Provided records below:
PR #690, opened 2015-05-05
Fix release builds that use okhttp. (#680)

dosiecki:
Added the necessary config so release builds will work with okhttp.


manderson23:
Sorry wasn't aware of this. I'm building from within Android Studio.

PR #691, opened 2015-05-06
Android: Beta Bugfix

dosiecki:
Fixing a crash reported from the current beta.


samuelclay:
Awesome, I'll release this along with a fix for: https://getsatisfaction.com/newsblur/topics/android-long-press-on-item-with-parenthesis-crashes-4-3-0beta1

dosiecki:
Looking at all the crash logs, I believe that the parens were a red herring and this fix addressed the underlying problem.

PR #3628, opened 2022-07-29
Fix patch::add creating nonexistent parents

### LINKED ISSUE #3134: Applying JSON patch creates parent object
Running the following function

```cpp
void test_prob() {
    auto doc = R"(
        {
            "a": {}
        }
    )"_json;

    auto patch = R"(
        [
            {
                "op": "add",
                "path": "/a/b/c/d",
                "value": 1
            }
        ]
    )"_json;

    auto doc1 = doc.patch(patch);
    auto d = doc1.dump(2);
    printf("%s\n", d.c_str());
}
```

results in creating `b` and `c` parent objects:

```js
{
  "a": {
    "b": {
      "c": {
        "d": 1
      }
    }
  }
}
```

while according to [RFC6902](https://datatracker.ietf.org/doc/html/rfc6902) it is an error:

"Because this operation is designed to add to existing objects and
   arrays, its target location will often not exist.  Although the
   pointer's error handling algorithm will thus be invoked, this
   specification defines the error handling behavior for "add" pointers
   to ignore that error and add the value as specified.

   **However, the object itself or an array containing it does need to
   exist, and it remains an error for that not to be the case.** "

BTW, great library, thank you very much!

falbrechtskirchinger:
Replacement for #3199. (Original author MIA.)

Fixes #3134.
Closes #3199.

### DIFF
--- a/include/nlohmann/json.hpp
+++ b/include/nlohmann/json.hpp
@@ -4683,7 +4683,8 @@ class basic_json // NOLINT(cppcoreguidelines-special-member-functions,hicpp-spec
             // get reference to parent of JSON pointer ptr
             const auto last_path = ptr.back();
             ptr.pop_back();
-            basic_json& parent = result[ptr];
+            // parent must exist when performing patch add per RFC6902 specs
+            basic_json& parent = result.at(ptr);
 
             switch (parent.m_type)
             {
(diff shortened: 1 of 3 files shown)


gregmarr (approved):

nlohmann (approved):
Looks good to me.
End of Provided records.
Work item – Your task is to reproduce, exactly and exclusively, the lines from the one holding "to ignore that" through the final line of the listing.

Exercise output –
   to ignore that error and add the value as specified.

   **However, the object itself or an array containing it does need to
   exist, and it remains an error for that not to be the case.** "

BTW, great library, thank you very much!

falbrechtskirchinger:
Replacement for #3199. (Original author MIA.)

Fixes #3134.
Closes #3199.

### DIFF
--- a/include/nlohmann/json.hpp
+++ b/include/nlohmann/json.hpp
@@ -4683,7 +4683,8 @@ class basic_json // NOLINT(cppcoreguidelines-special-member-functions,hicpp-spec
             // get reference to parent of JSON pointer ptr
             const auto last_path = ptr.back();
             ptr.pop_back();
-            basic_json& parent = result[ptr];
+            // parent must exist when performing patch add per RFC6902 specs
+            basic_json& parent = result.at(ptr);
 
             switch (parent.m_type)
             {
(diff shortened: 1 of 3 files shown)


gregmarr (approved):

nlohmann (approved):
Looks good to me.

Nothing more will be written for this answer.